Abelian subgroup of a group of order $2002$
If $\,n_p=\,$ number of Sylow p-subgroups of $\,G\,$ , then $\,n_{13}=1=n_{11}\,$, thus letting $\,Q_p\,$ be a Sylow p-sbgp., we have that $$Q_{11}\,,\,Q_{13}\triangleleft G\Longrightarrow Q_{11}Q_{13}\triangleleft G\Longrightarrow P:=Q_{11}Q_{13}Q_7\triangleleft G$$ the last one being a subgroup of order $\,7\cdot 11\cdot 13\,=1001$ in $\,G\,$.
Abelianity follows from the fact that the only group of order $\,1001\,$ is the cyclic one, as $\,P\cong C_{11}\times C_{13}\times C_7\,\,,\,\,C_m:=\,$ the cyclic group of order $\,m\,$
Added: Please note the comment by Jack Schmidt below for an alternative approach: by the Schur-Zassenhaus theorem, if we have $\,N\triangleleft G\,$ s.t. $\,\left(|N|,\left|G/N\right|\right)=1\,$ then $\,G\cong\,N\rtimes G/N\,$ .

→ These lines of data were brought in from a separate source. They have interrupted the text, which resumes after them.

PR #16335, opened 2019-09-23
bpo-38234: Fix _PyConfig_InitPathConfig()

vstinner:
* _PyConfig_InitPathConfig() now starts by copying the global path
  configuration, and then override values set in PyConfig.
* _PyPathConfig_Calculate() implementations no longer override
  _PyPathConfig fields which are already computed. For example,
  if _PyPathConfig.prefix is not NULL, leave it unchanged.
* If Py_SetPath() has been called, _PyConfig_InitPathConfig() doesn't
  _PyPathConfig_Calculate() anymore.
* _PyPathConfig_Calculate() now only uses PyConfig to initialize
  PyCalculatePath structure.
* pathconfig_calculate(): remove useless temporary
  "_PyPathConfig new_config" variable.
* calculate_module_search_path(): remove hack to workaround memory
  allocation failure, call Py_FatalError() instead.
* Fix get_program_full_path(): handle memory allocation failure.

### DIFF
--- a/Python/pathconfig.c
+++ b/Python/pathconfig.c
@@ -51,12 +51,12 @@ pathconfig_clear(_PyPathConfig *config)
         ATTR = NULL; \
     } while (0)
 
-    CLEAR(config->prefix);
     CLEAR(config->program_full_path);
+    CLEAR(config->prefix);
     CLEAR(config->exec_prefix);
     CLEAR(config->module_search_path);
-    CLEAR(config->home);
     CLEAR(config->program_name);
+    CLEAR(config->home);
     CLEAR(config->base_executable);
 #undef CLEAR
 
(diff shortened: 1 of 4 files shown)


Python/pathconfig.c
```diff
@@ -283,6 +246,54 @@ config_init_module_search_paths(PyConfig *config, _PyPathConfig *pathconfig)
 }
 
 
+/* Calculate the path configuration:
+
+   - base_executable (Windows only)
```
zooba: Might be worth noting that it is used on all platforms, but only requires calculation at this point for Windows (which I think is what you're implying?)

vstinner: I completed the comment.

vstinner:
> If Py_SetPath() has been called, _PyConfig_InitPathConfig() doesn't _PyPathConfig_Calculate() anymore.

_PyConfig_InitPathConfig() doesn't **call** _PyPathConfig_Calculate() anymore.

PR #16519, opened 2019-10-01
gh-82516: simplify the overlap function for IpNetwork

s-sanjay:
https://bugs.python.org/issue38335

* Issue: gh-82516

### DIFF
--- a/Lib/ipaddress.py
+++ b/Lib/ipaddress.py
@@ -669,6 +669,19 @@ class _BaseAddress(_IPAddressBase):
 
         return format(int(self), f'{alternate}0{padlen}{grouping}{fmt_base}')
 
+    @property
+    @functools.lru_cache()
+    def is_private(self):
+        """Test if this address is allocated for private networks.
+
+        Returns:
+            A boolean, True if the address is reserved per
+            iana-ipv6-special-registry for ipv6
+            and iana-ipv6-special-registry for ipv4
+
+        """
+        return any(self in net for net in self._constants._private_networks)
+
 
 @functools.total_ordering
 class _BaseNetwork(_IPAddressBase):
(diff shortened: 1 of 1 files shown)


s-sanjay:
no news entry needed as there is no behavior change

Lib/ipaddress.py
```diff
@@ -1511,7 +1512,6 @@ def __init__(self, address, strict=True):
             self.hosts = self.__iter__
 
     @property
-    @functools.lru_cache()
```
remilapeyre, line 1514: Why did you removed this decorator?

remilapeyre (changes requested):
Hi @s-sanjay, you should not move the method around in the file while changing them as it make reviewing the changes harder. Can you please move them back where they were?

Lib/ipaddress.py
s-sanjay: because self.network_address.is_global which in turn calls is_private already has a cache. There are pros and cons for example if someone removes cache there then suddenly this would loose caching behavior and also this having its own cache frees up the other cache. Should I add it back ?

s-sanjay: because self.network_address.is_global which in turn calls is_private already has a cache. There are pros and cons for example if someone removes cache there then suddenly this would loose caching behavior and also this having its own cache frees up the other cache. Should I add it back ?

s-sanjay:
@remilapeyre yes, agreed I avoid moving methods around but in this case the is_private method was deleted from child classes and moved to the base class and the overlap method was moved closer to the subnet_of and supernet_of functions because overlap and them are related terms and the overlap method simply delegates the call to these two methods. I thought this small refactor will help greatly with future readability of the code. what do you think ? should I put it in the old place ?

In our case, take $\,N:=Q_{11}\,$ and apply the above, then take $\,G/N\,\,,\,\left|G/N\right|=2\cdot 7\cdot 13=182\,$ , which has a unique Sylow 7-subgroup, which we know is $\,\,\,\overline Q_7=Q_7N/N\,$ , and again apply the S-Z theorem to obtain $$G/N\cong \overline Q_7\rtimes \left(G/N\right)/\overline Q_7$$ with $\,\,\left(G/N\right)/\overline Q_7\cong G/Q_7Q_{11}\,\,$ , and so on.
Note that we can directly apply Sylow theorems to deduce that $\,\,G/Q_7Q_{11}\,$ has a unique Sylow 13-sbgp. which we cannot do, at least directly or easily, with the original group using only Sylow theorems, which is what Jack writes there.